Wanneer u uw script maakt voor gebruik in Automation Orchestrator, moet u controleren of uw script de juiste structuur en opmaak heeft.

Ondersteunde runtimes

Voor het ontwikkelen van Automation Orchestrator-acties en -werkstromen kunt u de volgende runtimes gebruiken:

  • Python 3.10
  • Node.js 18
  • PowerCLI 12 (PowerShell 7.2)
    Opmerking: De PowerCLI-runtime bevat PowerShell en de volgende modules: VMware.PowerCLI, PowerNSX, PowervRA.
  • PowerShell 7.3

U kunt elke aangepaste broncode aan de nieuwe runtimes toevoegen, maar om context en invoer te accepteren en een resultaat te retourneren van en naar de Automation Orchestrator-engine, moet u de juiste functionele indeling volgen.

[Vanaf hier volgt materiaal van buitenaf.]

PR #175, opened 2016-03-29
For some reason a \ line continuation followed by a | at the beginning

BretJohnson:
of the next line has problems, at least on my machine running cygwin.
It produced an error like this:
~/.local/share/fisherman/functions/__fisher_plugin_validate.fish (line
42):                 | sed -E "
^ from sourcing file
~/.local/share/fisherman/functions/__fisher_plugin_validate.fish
called on standard input

This change simply eliminates the \ line continuation and instead
concatenates with the next line.  It seems simple enough and avoids
this problem, making it work on cygwin.

### DIFF
--- a/functions/__fisher_plugin_validate.fish
+++ b/functions/__fisher_plugin_validate.fish
@@ -38,8 +38,7 @@ function __fisher_plugin_validate -a plugin
                 return 1
             end
 
-            printf "%s\n" "$plugin" \
-                | sed -E "
+            printf "%s\n" "$plugin" | sed -E "
                     s|^gh[:/]+|https://github.com/|
                     s|^gl[:/]+|https://gitlab.com/|
                     s|^bb[:/]+|https://bitbucket.org/|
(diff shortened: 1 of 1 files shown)


bucaran:
Thanks @BretJohnson.

It does seem simple enough so I'm just going to merge.

Ping @orangecms @jethrokuan

jethrokuan:
do you think it could be because of how windows handle newlines?

BretJohnson:
@jethrokuan Yes, I think that's it.  I reinstalled fisherman to reproduce the problem.  Then I tried changing the fish script to have Unix-style (LF) line endings, via this:
Bret@BABYBLUE ~/inst> dos2unix ~/.local/share/fisherman/functions/__fisher_plugin_validate.fish
dos2unix: converting file /c/Dropbox/home/.local/share/fisherman/functions/__fisher_plugin_validate.fish to Unix format...

And indeed that fixed it it.  For cygwin, normally shell scripts (at least bash scripts) have Unix-style line endings, even on Windows.  Bash scripts won't work at all if they don't.  Fish scripts seem more resistant to that, working even with CR+LF line endings, except for this scenario.  So this may ultimately be a fish bug, handling the \ at end of line, on Windows in files with CR+LF line endings.

bucaran:
@BretJohnson Great insight, and thanks for asking this question @jethrokuan.

Bug in fish or not, this little patch fixes Fisherman for @BretJohnson so let's merge.

jethrokuan:
:+1: Thanks for all the effort @BretJohnson , hopefully we can bring this up to the fish devs.

orangecms:
Oh nice find, thanks @BretJohnson :)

Aanbeveling voor scriptverwerking

Voor eenvoudigere scripttaken kunt u Scriptbare taakelementen toevoegen aan uw werkstroomschema. U kunt Automation Orchestrator-acties gebruiken voor meer complexe scripttaken.

Het gebruik van acties biedt twee specifieke voordelen:

  • Acties kunnen onafhankelijk van werkstromen worden gemaakt, bijgewerkt, geïmporteerd en geëxporteerd.
  • Acties zijn standalone objecten die kunnen worden uitgevoerd en waarvoor fouten kunnen worden opgespoord in hun eigen omgeving. Dit kan leiden tot een vloeiender ontwikkelingsproces. Zie Acties uitvoeren en fouten opsporen.

Vereisten voor scriptfuncties

De standaardnaam voor uw scriptfunctie is handler. De functie accepteert twee argumenten, context en invoer. Context is een toewijzingsobject met systeeminformatie. vroURL kan bijvoorbeeld de URL van de Automation Orchestrator-instantie die u wilt aanroepen, bevatten, terwijl executionId de token-id van een werkstroomuitvoering bevat.

Een invoer is een toewijzingsobject met alle invoer die aan de acties is geleverd. Als u bijvoorbeeld een invoer definieert in uw actie met de naam myInput, kunt u deze openen via het argument invoer, zoals inputs.myInput of inputs["myInput"], afhankelijk van uw runtime. Alles wat u retourneert van de functie, is het resultaat van de actie. Daarom moet het retourtype van uw actie overeenkomen met het type inhoud dat het script retourneert in Automation Orchestrator. Als u een primitief getal retourneert, moet het retourtype van de actie een nummertype zijn. Als u een tekenreeks retourneert, moet het retourtype van de actie een tekenreekstype zijn. Als u een complex object retourneert, moet het retourtype worden toegewezen aan ofwel Properties of Composite Type. Deze principes zijn ook van toepassing op arrays.

Ondersteunde typen in- en uitvoerparameters voor Python-, Node.js- en PowerShell-runtimes:

  • String
  • Number
  • Boolean
  • Date
  • Properties
  • Composite Type

De vermeldingshandler definiëren

Standaard is de waarde van de vermeldingshandler handler.handler. Deze waarde betekent dat de Automation Orchestrator-engine zoekt naar een bestand op het hoogste niveau in uw ZIP-pakket met de naam handler.py, handler.js of handler.ps1, dat een functie bevat genaamd handler. Eventuele verschillen met de namen van het functie- en handlerbestand moeten worden weergegeven in de waarde van de vermeldingshandler. Als uw hoofdhandler bijvoorbeeld index.js heet en uw functie callMe heet, moet u de waarde voor de vermeldingshandler instellen op index.callMe.

Runtimescripts voor foutopsporing in een externe IDE

Automation Orchestrator ondersteunt Python- en Node.js-scripts voor foutopsporing in een externe IDE. U kunt geen foutopsporing uitvoeren op PowerShell-scripts in een externe IDE.